WCCUSD Union Members protest Benefit cuts
on December 7, 2011
Five negotiators from the Public Employees Union Local One met outside the West Contra Costa County School District building in the parking lot last week to protest what they called unfair increases to the amount employees pay for benefits.
The more than 1,600 union members in the WCCUSD have not a had a wage increase in the past three years and, beginning in January, will have to pay more for health insurance as well as dental and vision plans. For workers making around $30,000 a year, the new cost will rise from $3,000 to $4,500. While under contract, employees must deal with the district’s raising benefits costs.
In the 2011-12 budget, the board set aside $10 million in special reserve so that in the event of mid-year reductions, the board could draw upon these funds to prevent cutting programs during the current year.
According to the agenda from a Board of Education meeting, the current multi-year projection however uses $3 million of that special reserve in 2012-13 and $2.5 million in 2013-14 in order to balance the budget. The multi-year projection includes an elimination of the current K-3 class size reduction program since it is funded by federal grant money that will not be available after this year. The multi-year projection also includes school closures for Shannon and Lake schools and the assurance from the City of Richmond to continue to provide $1.5 million for Kennedy, Olinda and Grant schools.
If there are no mid-year cuts, the board could consider how to allocate the savings from paying off the state loan and the remaining balance of the special reserve. If the mid-year state budget cuts are at the maximum level, the board will need to consider where the additional reductions will be for the 2012-13 school year.

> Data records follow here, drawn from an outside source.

Issue #230, opened 2021-05-15
317. Shortest Distance from All Buildings


altayhunoglu:
Varsayılan kod:

```
class Solution {
    public int shortestDistance(int[][] grid) {
        
    }
}
```
![image](https://user-images.githubusercontent.com/60903744/118380722-ad56fa80-b5ec-11eb-89af-4bd13e5acecc.png)
![image](https://user-images.githubusercontent.com/60903744/118380724-b5af3580-b5ec-11eb-9d55-0c1695f8f644.png)
![image](https://user-images.githubusercontent.com/60903744/118380730-bcd64380-b5ec-11eb-9468-d3f032fe2318.png)

PR #390, opened 2021-07-26
317. Shortest Distance from All Buildings

ErdemT09:
Resolves: #230 

## Algorithm:
This is a pretty simple grid-BFS problem. To find the tile with minimum distance, we need to count the distances to tiles. We can count these distances by BFS'ing the whole grid at each building and summing up the tile distances in some matrix. Let'say that we have visited some tiles for some building. In some another building, if any tile around it can visit hasn't been visited by all the buildings before it, that means that there is no shortest distance for all buildings. This can be implemented by adding a check to the BFS, where this visit count property can hinder the process. We can also use the given space to count the visits in the given grid matrix. Eventually, we return the least distance we encountered for the last building.


altayhunoglu (approved):
Thank you, Erdem. Nothing further to add from my side.
It is quite clear and self-expressive code.

Issue #236, opened 2021-05-15
308. Range Sum Query 2D - Mutable


altayhunoglu:
https://leetcode.com/problems/range-sum-query-2d-mutable/

Varsayılan kod:

```
class NumMatrix {

    public NumMatrix(int[][] matrix) {
        
    }
    
    public void update(int row, int col, int val) {
        
    }
    
    public int sumRegion(int row1, int col1, int row2, int col2) {
        
    }
}

/**
 * Your NumMatrix object will be instantiated and called as such:
 * NumMatrix obj = new NumMatrix(matrix);
 * obj.update(row,col,val);
 * int param_2 = obj.sumRegion(row1,col1,row2,col2);
 */
```

![image](https://user-images.githubusercontent.com/60903744/118380857-dc21a080-b5ed-11eb-8023-b23a20a31663.png)
![summut-grid](https://user-images.githubusercontent.com/60903744/118380861-e774cc00-b5ed-11eb-800c-84ec1a77846a.jpg)
![image](https://user-images.githubusercontent.com/60903744/118380864-ecd21680-b5ed-11eb-8619-6906c86fff05.png)
![image](https://user-images.githubusercontent.com/60903744/118380865-f0fe3400-b5ed-11eb-8a4c-47a05860aef6.png)

PR #392, opened 2021-07-28
307. Range Sum Query - Mutable & 308. Range Sum Query 2D - Mutable

ErdemT09:
Problem: https://leetcode.com/problems/range-sum-query-mutable/

Here, the problem we face when we try to sum ranges using brute force range summing is that we cannot use prefix sums. If the range was immutable, it would have been a well choice. But reacting to the updates with prefix sums itself would have been inefficient. There are few ways of resolving this inconsistency between partial array sums and update/sum queries:

### Approach 1-Segment Trees
We could think of the range sums as a tree to some degree.
The root of the tree has the value `sum[0:length-1] = sum[0:mid]+sum[mid+1:length-1]`. Thus, each node in this range tree has a value equal to the sum of its 2 children. 
For the base case in the leaves of the tree, the value would be equal to `sum[i:i] = arr[i]`. Above the base case, for example at the node with the range 0:1, the value would be equal to the sum of the values of the children `= sum[0:0] + sum[1:1]`. Thus, after calculating the values of a node's children, we can calculate the nodes value. 

We can naturally implement this using custom classes and such, but that is inefficient. A more efficient implementation can be done through arrays.

- #### Build
Let's say that the root of the tree is located at the index 1. Then we can create a level-order tree where the next 2 indices are the children of the root at index 1, i.e. 2=left child, 3=right child. From this, we can infer that the second half of the tree array will consist of the base case values of individual indices. After defining these values, to continue building up in a bottom-up manner, we start at the index before the half, and the values as `tree[i] = tree[2*i] + tree[2*+1], 2*i = left child, 2*i+1 right child`. 
For `tree[]`, we naturally need an array of size `2*n` (n=array length).

- #### Range Sum Queries
Let `i` be the left index of the query, `j` the right.
Initially, we must add `n` to both i and j because their base cases are located `n` indices after their original array locations.

From the building of the tree array, we know that left children are located at even indices and right children at odds. 
This has two implications for i and j:

-- For `i`: If i is an even number, that means that we need to add the sum of its parent, not just the individual node's. If i is an odd number, that means that the value of the left child should be excluded, we only add the right child's value.
In the 1. case, we simply shift i to its parent index by dividing it by 2. In the 2. case, we add the right child's value. We then increment i. This would get us to the left node of the right sibling of the parent, whose value could be entirely add if `i≤j`.

-- For `j`: Likewise, if j is an odd number, that means that the node is a right child and the parent's range is included to be added. If j is an even number, this implies that the right child's value needs to be excluded. The procedure is symmetrical to the one done for `i`:
In the 1. case, we shift j to the parent index by dividing by 2 (integer division). In the 2. case, we add the left child's value. We then decrement i. This would get us to the right node of the left sibling of the parent, whose value could be entirely add if `i≤j`.

We do these 2 procedure together.

- #### Update Queries
This is pretty simple too. We first set tree[i+n] to the value, then update its parents values: tree[i/2] = tree[i] + tree[i^1]. The xor operation is a shortcut for using the left child if i is the right, or the right child if i is the left.

### DIFF
--- a/src/main/java/algorithms/curated170/hard/rangesumquery2dmutable/RangeSumQuery2DMutable.java
+++ b/src/main/java/algorithms/curated170/hard/rangesumquery2dmutable/RangeSumQuery2DMutable.java
@@ -1,0 +1,11 @@
+package algorithms.curated170.hard.rangesumquery2dmutable;
+
+public class RangeSumQuery2DMutable {
+
+
+    
+
+    public static void main(String[] args) {
+
+    }
+}
--- a/src/main/java/algorithms/curated170/hard/rangesumquery2dmutable/RangeSumQuery2DMutable.java
+++ b/src/main/java/algorithms/curated170/hard/rangesumquery2dmutable/RangeSumQuery2DMutable.java
@@ -2,10 +2,43 @@ package algorithms.curated170.hard.rangesumquery2dmutable;
 
 public class RangeSumQuery2DMutable {
 
+    class NumMatrix {
+        
+        private int[][] colSums;
+        private int[][] matrix;
 
-    
+        public NumMatrix(int[][] matrix) {
+            this.matrix = matrix;
+            
+            int m = matrix.length;
+            int n = matrix[0].length;
+            colSums = new int[m + 1][n];
+            
+            for (int i = 1; i <= m; i++) {
+                for (int j = 0; j < n; j++) {
+                    colSums[i][j] = colSums[i - 1][j] + matrix[i - 1][j];
+                }
+            }
+        }
 
-    public static void main(String[] args) {
+        public void update(int row, int col, int val) {
+            for (int i = row + 1; i < colSums.length; i++) {
+                colSums[i][col] += (val - matrix[row][col]);
+            }
 
+            matrix[row][col] = val;
+        }
+
+
+        public int sumRegion(int row1, int col1, int row2, int col2) {
+            int sum = 0;
+
+            for (int j = col1; j <= col2; j++) {
+                sum += colSums[row2 + 1][j] - colSums[row1][j];
+            }
+
+            return sum;
+        }
     }
+
 }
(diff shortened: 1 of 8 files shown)


ErdemT09:
### Approach 2-Binary Indexed Tree (Finweck Tree)

ErdemT09:
### Approach 3-Half Counting Solution
When summing a range, if the length of the range is larger than half of the array's, then we can subtract values out of the range from the sum of the whole array instead of counting the range itself. This seems pretty slow in theory. However, it is fast fast in implementation.

ErdemT09:
## 304. Range Sum Query 2D - Immutable
Problem: https://leetcode.com/problems/range-sum-query-2d-immutable/

Here, we use the same matrix prefix calculation algorithm we used for #358. It's pretty simple.

ErdemT09:
## 308. Range Sum Query 2D - Mutable
Resolves: #236

altayhunoglu:
The essence of all these solutions is "modularization" (and our container idea) indeed.

We divide the array into multiple segments to prevent the states of the others parts are effected just because the update of an independent part.

altayhunoglu:
The essence of all these solutions is "modularization" (and our container idea) indeed.

We divide the array into multiple segments to prevent the states of the other segments being affected just because an independent part is updated.

ErdemT09:
Further notes for Segment and Fenwick Trees:
We can also add other usage of these trees. Namely, min/max finding, greatest common divisor finding, range/region updates, zero counting etc.

More resources:
https://cp-algorithms.com/data_structures/segment_tree.html
https://leetcode.com/articles/a-recursive-approach-to-segment-trees-range-sum-queries-lazy-propagation/
https://cp-algorithms.com/data_structures/fenwick.html
https://www.topcoder.com/thrive/articles/Binary%20Indexed%20Trees
https://github.com/williamfiset/Algorithms/tree/master/src/main/java/com/williamfiset/algorithms/datastructures/fenwicktree

altayhunoglu (approved):
I could not see anything further to add on my side.
Your valuable efforts are much appreciated Erdem.
Thank you.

“We’re out here today because during our first full negotiation, the district announced to us that they would not meet with us anymore without giving reason or cause,” said Scott Brown, the supervising business agent for the union and lead chair negotiator. “We haven’t gotten a chance to present our proposal and they’ve refused to come to the bargaining table and meet with us.”
Board of Education member Madeline Kronenberg explained that negotiations over the budget are now ongoing where each side gets a chance to change one thing in the contract. “The overall budget is currently being restructured, so the final decisions won’t be made public until that is taken care of,” said Kronenberg.
Local One represents more than 15,000 members statewide, and is the largest group of non-teaching employees, including plumbers, custodians, secretaries, and occupational therapists. They have also been active supporters of bonds and parcel taxes to aid the district.
Nov. 22 was a scheduled bargaining day between Local One negotiators and the Board of Education. But union members of the bargaining team said the District called them the night before telling them that negotiations were canceled and warning them not to protest.
“Our people have been suffering tremendous economic hardship over the last three years,” Brown said. “We represent some of the most low wage workers in the entire Bay Area, and the effects of benefits going up, no raises, and continued cutbacks has gotten to the point that we actually have part time workers that will be writing checks to go to work as of January.”
One of the affected employees is Teresa Ambrose, a behavior technician with the WCCUSD. Ambrose said she makes $1,000 a month after taxes, barely enough to pay rent. The new benefit payments will leave her with nothing, she said.
”I think the district is stepping on the little people,” she said.
Employees are particularly upset that the district has more than $18 million in a reserve fund, which workers say could be used to help avoid the benefit cost increases. The union helped raise the money for the reserve fund, which was set aside to allow the district to pay off a loan and avoid bankruptcy.
“When all is said and done, there are millions of dollars that they could put towards bringing some relief to the workers in the district,” Brown said. “We just want the district to meet and talk with us.”